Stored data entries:
Content starts
PR #1380, opened 2024-01-02
fix: nullptr access for logger in master

EmosewaMC:
Tested that my characters position and data saves on shutdown now and that master no longer hangs on shutdown

### DIFF
--- a/dWorldServer/WorldServer.cpp
+++ b/dWorldServer/WorldServer.cpp
@@ -1291,13 +1291,16 @@ void WorldShutdownProcess(uint32_t zoneId) {
 }
 
 void WorldShutdownSequence() {
+	bool shouldShutdown = Game::ShouldShutdown() || worldShutdownSequenceComplete;
 	Game::lastSignal = -1;
 #ifndef DARKFLAME_PLATFORM_WIN32
-	if (Game::ShouldShutdown() || worldShutdownSequenceComplete)
+	if (shouldShutdown)
 #endif
 	{
 		return;
 	}
+
+	if (!Game::logger) return;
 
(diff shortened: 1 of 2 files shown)


aronwk-aaron (approved):

dWorldServer/WorldServer.cpp
```diff
@@ -1291,14 +1291,17 @@ void WorldShutdownProcess(uint32_t zoneId) {
...
 	Game::lastSignal = -1;
 #ifndef DARKFLAME_PLATFORM_WIN32
-	if (Game::ShouldShutdown() || worldShutdownSequenceComplete)
+	if (shouldShutdown)
 #endif
 	{
 		return;
 	}
 
+	if (!Game::logger) return;
```
Xiphoseer, line 1303: Can we printf when this happens? This still method still feels weird in general.

Xiphoseer (approved):

Xiphoseer:
Was this on windows? Preferably we'd sort out differences instead of silently returning on weird conditions all over the place.

aronwk-aaron:
> Was this on windows? Preferably we'd sort out differences instead of silently returning on weird conditions all over the place.

If it was with windows, it's to do with the signal spawning a separate thread to handle the shutdown, which id a windows specific thing

EmosewaMC:
> Was this on windows? Preferably we'd sort out differences instead of silently returning on weird conditions all over the place.

This is a non windows issue and causes master to hang indefinitely on my wsl instance.

EmosewaMC:
Windows must have that define.  No other way around it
Content ends
_Task to complete_
From the data above, pick out each line containing "Xiphoseer" and copy it.

_Finished exercise_
Xiphoseer, line 1303: Can we printf when this happens? This still method still feels weird in general.
Xiphoseer (approved):
Xiphoseer:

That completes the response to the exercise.